Collected data
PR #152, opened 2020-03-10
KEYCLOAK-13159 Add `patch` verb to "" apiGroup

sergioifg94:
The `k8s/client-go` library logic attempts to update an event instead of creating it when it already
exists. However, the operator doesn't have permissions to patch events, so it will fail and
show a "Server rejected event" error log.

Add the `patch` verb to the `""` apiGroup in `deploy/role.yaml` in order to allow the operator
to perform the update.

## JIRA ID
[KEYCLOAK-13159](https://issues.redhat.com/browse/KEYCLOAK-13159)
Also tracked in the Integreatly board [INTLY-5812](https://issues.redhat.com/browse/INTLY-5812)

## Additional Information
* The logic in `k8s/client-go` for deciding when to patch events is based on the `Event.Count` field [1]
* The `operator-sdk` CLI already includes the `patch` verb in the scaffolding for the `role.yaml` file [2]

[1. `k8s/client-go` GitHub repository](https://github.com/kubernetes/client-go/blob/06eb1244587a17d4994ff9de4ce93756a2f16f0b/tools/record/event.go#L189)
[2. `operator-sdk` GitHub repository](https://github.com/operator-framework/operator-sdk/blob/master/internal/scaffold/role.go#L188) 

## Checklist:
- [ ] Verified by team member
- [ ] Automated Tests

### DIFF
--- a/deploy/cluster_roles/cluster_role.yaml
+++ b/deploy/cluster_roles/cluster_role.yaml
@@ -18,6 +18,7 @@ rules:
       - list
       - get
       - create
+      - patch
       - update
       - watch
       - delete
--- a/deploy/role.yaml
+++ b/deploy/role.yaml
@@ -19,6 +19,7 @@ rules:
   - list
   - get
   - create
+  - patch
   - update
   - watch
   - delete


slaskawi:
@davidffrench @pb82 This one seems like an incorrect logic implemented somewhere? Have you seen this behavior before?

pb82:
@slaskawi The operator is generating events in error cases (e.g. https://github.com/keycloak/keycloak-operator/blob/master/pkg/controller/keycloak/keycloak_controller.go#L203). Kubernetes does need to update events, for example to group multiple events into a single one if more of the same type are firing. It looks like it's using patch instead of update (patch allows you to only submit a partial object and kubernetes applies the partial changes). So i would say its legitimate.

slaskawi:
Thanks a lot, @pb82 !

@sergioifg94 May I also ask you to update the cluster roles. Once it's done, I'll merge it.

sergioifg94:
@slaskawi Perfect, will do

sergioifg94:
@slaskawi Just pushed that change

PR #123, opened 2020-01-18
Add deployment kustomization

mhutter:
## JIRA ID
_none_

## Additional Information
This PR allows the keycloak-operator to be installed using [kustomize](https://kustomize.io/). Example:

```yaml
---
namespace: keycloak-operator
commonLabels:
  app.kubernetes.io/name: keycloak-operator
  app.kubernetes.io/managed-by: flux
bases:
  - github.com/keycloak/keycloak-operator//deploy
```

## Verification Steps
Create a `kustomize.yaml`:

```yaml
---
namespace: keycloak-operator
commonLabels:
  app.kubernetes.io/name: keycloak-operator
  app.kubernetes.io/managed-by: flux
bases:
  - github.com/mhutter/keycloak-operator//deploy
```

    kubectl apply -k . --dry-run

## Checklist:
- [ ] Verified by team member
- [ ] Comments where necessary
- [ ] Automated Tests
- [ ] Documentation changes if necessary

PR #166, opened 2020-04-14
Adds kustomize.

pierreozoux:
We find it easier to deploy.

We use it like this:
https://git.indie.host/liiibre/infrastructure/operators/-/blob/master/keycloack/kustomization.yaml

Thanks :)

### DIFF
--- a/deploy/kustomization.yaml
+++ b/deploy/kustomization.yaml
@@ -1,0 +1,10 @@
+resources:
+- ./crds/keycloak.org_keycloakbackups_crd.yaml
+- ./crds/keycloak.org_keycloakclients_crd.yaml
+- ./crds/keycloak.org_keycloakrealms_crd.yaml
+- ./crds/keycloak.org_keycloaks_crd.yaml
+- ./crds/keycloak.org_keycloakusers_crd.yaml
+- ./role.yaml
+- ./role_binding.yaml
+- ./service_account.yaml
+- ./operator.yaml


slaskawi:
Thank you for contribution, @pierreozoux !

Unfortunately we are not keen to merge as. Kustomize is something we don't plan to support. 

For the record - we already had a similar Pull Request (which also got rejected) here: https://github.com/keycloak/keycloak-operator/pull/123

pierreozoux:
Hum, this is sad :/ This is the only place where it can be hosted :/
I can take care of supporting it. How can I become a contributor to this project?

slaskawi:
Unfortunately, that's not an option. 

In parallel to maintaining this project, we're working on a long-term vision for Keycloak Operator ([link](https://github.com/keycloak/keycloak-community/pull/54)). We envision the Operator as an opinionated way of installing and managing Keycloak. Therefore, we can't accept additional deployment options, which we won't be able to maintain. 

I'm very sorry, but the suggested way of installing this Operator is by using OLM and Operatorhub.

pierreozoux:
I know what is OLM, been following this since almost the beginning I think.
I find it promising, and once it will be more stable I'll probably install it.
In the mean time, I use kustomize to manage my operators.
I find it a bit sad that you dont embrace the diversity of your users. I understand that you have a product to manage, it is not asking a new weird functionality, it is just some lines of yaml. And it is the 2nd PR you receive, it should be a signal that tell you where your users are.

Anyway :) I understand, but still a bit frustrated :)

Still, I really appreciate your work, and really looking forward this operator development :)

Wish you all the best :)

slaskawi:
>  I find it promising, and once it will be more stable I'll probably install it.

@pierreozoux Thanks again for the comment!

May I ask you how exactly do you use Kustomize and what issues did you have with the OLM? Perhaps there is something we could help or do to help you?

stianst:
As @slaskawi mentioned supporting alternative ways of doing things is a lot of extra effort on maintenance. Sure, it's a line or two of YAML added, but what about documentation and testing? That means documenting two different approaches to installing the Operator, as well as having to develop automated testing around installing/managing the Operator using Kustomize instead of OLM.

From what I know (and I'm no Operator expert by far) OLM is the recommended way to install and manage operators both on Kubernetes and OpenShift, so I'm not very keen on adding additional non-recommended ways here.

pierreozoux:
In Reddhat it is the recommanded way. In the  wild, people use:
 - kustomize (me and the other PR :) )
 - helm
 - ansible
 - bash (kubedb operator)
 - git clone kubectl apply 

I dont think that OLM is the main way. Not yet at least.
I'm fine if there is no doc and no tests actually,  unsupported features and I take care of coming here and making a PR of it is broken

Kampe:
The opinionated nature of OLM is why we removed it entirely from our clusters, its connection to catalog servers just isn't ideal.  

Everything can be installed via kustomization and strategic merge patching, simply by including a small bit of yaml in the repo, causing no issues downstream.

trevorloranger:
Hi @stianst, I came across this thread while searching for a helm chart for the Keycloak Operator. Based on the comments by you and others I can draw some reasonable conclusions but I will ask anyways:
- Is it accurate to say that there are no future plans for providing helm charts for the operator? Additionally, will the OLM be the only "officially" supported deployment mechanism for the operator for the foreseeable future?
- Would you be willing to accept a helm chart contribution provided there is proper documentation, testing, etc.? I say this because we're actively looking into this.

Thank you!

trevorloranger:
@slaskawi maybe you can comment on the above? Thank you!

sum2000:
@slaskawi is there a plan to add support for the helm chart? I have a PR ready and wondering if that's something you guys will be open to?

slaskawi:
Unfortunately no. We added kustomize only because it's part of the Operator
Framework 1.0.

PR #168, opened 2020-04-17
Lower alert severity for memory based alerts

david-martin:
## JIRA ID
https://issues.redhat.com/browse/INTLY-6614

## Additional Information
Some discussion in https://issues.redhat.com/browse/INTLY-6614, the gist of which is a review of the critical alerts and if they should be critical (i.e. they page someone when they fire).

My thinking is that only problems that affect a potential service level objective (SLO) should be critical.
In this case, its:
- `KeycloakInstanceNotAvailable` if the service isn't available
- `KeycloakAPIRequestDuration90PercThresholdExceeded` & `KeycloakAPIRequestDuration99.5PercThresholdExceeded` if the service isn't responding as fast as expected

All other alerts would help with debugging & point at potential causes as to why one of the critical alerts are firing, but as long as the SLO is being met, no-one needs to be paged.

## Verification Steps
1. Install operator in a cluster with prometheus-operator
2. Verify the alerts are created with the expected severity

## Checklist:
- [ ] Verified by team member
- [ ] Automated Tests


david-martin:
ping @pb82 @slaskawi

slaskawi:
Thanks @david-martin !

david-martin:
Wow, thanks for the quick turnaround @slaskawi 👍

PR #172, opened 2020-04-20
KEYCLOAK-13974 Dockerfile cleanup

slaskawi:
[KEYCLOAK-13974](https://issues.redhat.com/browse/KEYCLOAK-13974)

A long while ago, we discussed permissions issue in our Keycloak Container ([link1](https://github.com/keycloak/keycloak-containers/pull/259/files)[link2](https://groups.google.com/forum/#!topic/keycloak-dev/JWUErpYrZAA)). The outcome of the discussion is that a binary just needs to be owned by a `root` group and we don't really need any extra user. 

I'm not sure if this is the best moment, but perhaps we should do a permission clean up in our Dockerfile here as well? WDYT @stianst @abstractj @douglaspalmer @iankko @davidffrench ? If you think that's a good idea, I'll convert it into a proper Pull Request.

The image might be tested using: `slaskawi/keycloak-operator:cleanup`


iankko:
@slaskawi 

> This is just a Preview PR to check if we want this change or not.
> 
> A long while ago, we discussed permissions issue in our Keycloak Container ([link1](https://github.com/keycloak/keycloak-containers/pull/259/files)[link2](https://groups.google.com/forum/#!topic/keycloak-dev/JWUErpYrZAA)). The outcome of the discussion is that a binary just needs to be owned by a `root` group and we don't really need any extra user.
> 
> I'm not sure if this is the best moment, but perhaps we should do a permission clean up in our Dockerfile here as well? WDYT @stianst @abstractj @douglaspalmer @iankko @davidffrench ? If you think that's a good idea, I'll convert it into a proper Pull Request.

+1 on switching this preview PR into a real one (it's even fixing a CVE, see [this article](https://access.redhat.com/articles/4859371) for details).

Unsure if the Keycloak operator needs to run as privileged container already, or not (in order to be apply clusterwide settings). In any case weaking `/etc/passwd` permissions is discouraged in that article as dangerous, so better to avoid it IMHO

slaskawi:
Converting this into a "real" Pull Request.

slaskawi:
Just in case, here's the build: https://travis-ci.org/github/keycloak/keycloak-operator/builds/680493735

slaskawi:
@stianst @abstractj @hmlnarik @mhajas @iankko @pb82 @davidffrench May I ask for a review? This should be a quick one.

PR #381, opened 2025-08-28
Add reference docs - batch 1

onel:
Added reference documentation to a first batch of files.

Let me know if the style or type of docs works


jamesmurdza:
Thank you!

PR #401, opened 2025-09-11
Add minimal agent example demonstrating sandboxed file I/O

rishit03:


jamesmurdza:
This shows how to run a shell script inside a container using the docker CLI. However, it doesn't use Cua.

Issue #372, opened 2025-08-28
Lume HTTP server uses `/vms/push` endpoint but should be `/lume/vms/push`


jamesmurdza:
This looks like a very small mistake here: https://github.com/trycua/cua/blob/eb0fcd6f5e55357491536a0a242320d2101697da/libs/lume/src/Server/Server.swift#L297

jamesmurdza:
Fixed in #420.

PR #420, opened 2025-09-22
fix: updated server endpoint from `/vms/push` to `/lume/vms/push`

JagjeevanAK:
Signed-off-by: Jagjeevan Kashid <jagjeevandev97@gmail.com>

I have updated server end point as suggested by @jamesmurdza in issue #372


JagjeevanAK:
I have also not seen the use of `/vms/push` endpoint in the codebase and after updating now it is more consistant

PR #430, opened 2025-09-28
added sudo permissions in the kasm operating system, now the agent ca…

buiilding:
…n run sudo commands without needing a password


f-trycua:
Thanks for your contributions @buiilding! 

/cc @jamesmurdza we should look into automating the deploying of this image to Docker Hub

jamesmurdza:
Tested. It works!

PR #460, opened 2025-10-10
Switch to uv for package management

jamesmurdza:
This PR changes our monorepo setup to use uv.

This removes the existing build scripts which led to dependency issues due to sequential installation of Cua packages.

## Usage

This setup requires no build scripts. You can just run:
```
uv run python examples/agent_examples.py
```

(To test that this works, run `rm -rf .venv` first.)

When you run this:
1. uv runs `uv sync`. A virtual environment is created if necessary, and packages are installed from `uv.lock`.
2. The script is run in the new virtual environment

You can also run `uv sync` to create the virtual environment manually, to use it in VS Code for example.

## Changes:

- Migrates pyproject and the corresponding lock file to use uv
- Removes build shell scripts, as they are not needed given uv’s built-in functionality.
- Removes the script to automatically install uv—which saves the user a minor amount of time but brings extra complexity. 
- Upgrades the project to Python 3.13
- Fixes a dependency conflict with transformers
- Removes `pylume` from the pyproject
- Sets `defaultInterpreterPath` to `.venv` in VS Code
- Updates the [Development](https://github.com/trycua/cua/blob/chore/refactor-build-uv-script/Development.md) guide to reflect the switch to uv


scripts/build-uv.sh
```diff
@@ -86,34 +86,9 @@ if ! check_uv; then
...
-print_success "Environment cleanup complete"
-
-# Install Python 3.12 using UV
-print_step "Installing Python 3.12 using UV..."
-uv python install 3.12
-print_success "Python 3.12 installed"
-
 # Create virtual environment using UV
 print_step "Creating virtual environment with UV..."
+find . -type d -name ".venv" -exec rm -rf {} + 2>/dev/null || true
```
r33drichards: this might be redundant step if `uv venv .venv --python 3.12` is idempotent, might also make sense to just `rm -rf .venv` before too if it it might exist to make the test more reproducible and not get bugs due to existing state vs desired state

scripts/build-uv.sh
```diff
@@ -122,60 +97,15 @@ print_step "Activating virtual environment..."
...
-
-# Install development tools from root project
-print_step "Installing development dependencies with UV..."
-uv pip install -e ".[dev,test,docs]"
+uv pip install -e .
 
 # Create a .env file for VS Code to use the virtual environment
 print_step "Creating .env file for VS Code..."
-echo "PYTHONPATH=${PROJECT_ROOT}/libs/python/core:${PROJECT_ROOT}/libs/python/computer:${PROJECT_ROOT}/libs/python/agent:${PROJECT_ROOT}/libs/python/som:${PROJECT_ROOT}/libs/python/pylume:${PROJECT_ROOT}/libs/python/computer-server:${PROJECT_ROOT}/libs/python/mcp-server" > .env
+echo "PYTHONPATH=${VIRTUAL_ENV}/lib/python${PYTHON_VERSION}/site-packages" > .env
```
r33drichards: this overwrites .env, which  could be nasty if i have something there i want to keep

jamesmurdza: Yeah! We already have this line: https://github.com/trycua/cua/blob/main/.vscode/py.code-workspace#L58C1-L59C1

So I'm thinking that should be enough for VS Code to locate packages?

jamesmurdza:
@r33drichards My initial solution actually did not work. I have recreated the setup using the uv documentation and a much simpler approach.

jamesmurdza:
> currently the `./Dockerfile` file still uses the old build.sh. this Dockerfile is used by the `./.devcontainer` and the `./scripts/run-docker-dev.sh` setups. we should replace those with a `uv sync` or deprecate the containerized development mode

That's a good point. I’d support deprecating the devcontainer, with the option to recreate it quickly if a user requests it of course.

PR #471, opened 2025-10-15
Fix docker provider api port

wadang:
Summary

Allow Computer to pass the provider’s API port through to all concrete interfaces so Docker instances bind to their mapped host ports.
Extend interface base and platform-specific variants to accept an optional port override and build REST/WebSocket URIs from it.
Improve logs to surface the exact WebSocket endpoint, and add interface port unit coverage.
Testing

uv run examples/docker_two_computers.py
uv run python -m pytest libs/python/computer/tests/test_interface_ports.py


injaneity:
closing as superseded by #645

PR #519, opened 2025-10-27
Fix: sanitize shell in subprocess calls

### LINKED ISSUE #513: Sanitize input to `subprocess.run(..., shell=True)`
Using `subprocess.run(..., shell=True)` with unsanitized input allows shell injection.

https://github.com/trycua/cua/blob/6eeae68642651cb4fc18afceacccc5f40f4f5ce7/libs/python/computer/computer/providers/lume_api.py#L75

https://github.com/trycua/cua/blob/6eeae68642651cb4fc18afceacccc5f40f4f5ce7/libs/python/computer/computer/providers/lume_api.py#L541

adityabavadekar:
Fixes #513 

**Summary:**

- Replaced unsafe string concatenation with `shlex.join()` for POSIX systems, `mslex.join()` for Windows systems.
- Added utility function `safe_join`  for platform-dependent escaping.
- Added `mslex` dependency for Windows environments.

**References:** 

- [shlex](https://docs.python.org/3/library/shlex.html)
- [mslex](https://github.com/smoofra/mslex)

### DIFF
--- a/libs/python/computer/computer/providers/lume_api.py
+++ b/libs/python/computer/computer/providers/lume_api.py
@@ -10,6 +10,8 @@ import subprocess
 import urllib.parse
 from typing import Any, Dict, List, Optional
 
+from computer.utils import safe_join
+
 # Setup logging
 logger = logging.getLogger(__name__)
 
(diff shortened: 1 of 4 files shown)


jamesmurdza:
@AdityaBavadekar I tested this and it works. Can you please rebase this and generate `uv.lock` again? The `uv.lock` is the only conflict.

TASK TO COMPLETE:
Wherever the word "import" appears in a line of the data above, copy that line.

RESPONSE TO THIS TASK:
@@ -10,6 +10,8 @@ import subprocess
 import urllib.parse
 from typing import Any, Dict, List, Optional
+from computer.utils import safe_join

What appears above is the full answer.